Les points d’attention récurrents lors d’un contrôle portent sur la ventilation correcte des taux (5,5 %, 10 %, 20 %), la justification des sommes facturées (devis, contrats, factures détaillées), la concordance entre la comptabilité, les relevés bancaires et les déclarations de TVA, ainsi que la gestion des acomptes et soldes de prestations. L’administration peut également s’intéresser à la cohérence des marges brutes, à la proportion de ventes d’alcool par rapport aux repas, ou encore au traitement des prestations annexes (location de salle, animations, personnel d’accueil).
En cas de désaccord sur la qualification d’une prestation (simple livraison de denrées à 5,5 % ou restauration sur place à 10 %, par exemple), un contentieux de TVA peut naître. Le traiteur devra alors démontrer, pièces à l’appui, la réalité de son mode d’intervention. Un devis mentionnant explicitement la présence de serveurs, le dressage des tables et le nettoyage final aura tendance à orienter l’analyse vers une prestation de restauration à 10 %. À l’inverse, un contrat limitant l’intervention à la seule livraison de plats conditionnés étayera la thèse d’une livraison de denrées à 5,5 %.

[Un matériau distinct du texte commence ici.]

PR #8193, opened 2026-08-31
feat(TKC-6726): Use license identity for cli init demo telemetry

Valentin-Marko:
## Pull request description 
`testkube init demo` now validates the license against `license.testkube.io/validate` before installing, and uses the license name  as the telemetry user ID for the demo onboarding events instead of the environment ID.

- [x] tested locally
- [ ] tested on cluster
- [ ] added new dependencies
- [ ] updated the docs
- [ ] added a test

## Breaking changes

-

## Changes

- `init demo` calls the license `/validate` endpoint at the "license validated" step. On a definitive "invalid" response it fails fast with a clear `Invalid license key` error (before the multi-minute Helm install); a network/transport error is non-fatal and the install proceeds (the control plane remains the authoritative gate).
- The demo telemetry (`testkube_init_demo`) now sends the license name from the validate response as the `userId` for the steps from `license validated` onward, replacing the environment ID. `sendTelemetry` gained an optional `userID` override so the `dashboard` command is unaffected.
- Removed the redundant local license format check (length / `key/` prefix) and its now-unused `licenseFormat` const — validation is handled by `/validate`.
## Fixes

-

### DIFF
--- a/cmd/kubectl-testkube/commands/init.go
+++ b/cmd/kubectl-testkube/commands/init.go
@@ -13,6 +13,7 @@ import (
 	"github.com/kubeshop/testkube/cmd/kubectl-testkube/commands/common"
 	"github.com/kubeshop/testkube/cmd/kubectl-testkube/commands/pro"
 	"github.com/kubeshop/testkube/cmd/kubectl-testkube/config"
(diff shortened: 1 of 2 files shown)


Valentin-Marko:
@greptileai please review

Valentin-Marko:

courageousillumination (approved):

Pour limiter les risques, la meilleure stratégie reste la prévention : mettre en place des procédures internes claires, former le personnel administratif aux règles de TVA, recourir à un expert-comptable familier du secteur, et conserver systématiquement tous les justificatifs. En cas de contrôle ou de proposition de rectification, une réponse argumentée, fondée sur les textes et la documentation officielle, permettra souvent de réduire l’ampleur du redressement, voire d’éviter un contentieux prolongé. Pour un traiteur de mariage, maîtriser la TVA n’est donc pas seulement une obligation légale, c’est aussi un élément clé de la pérennité économique de son activité.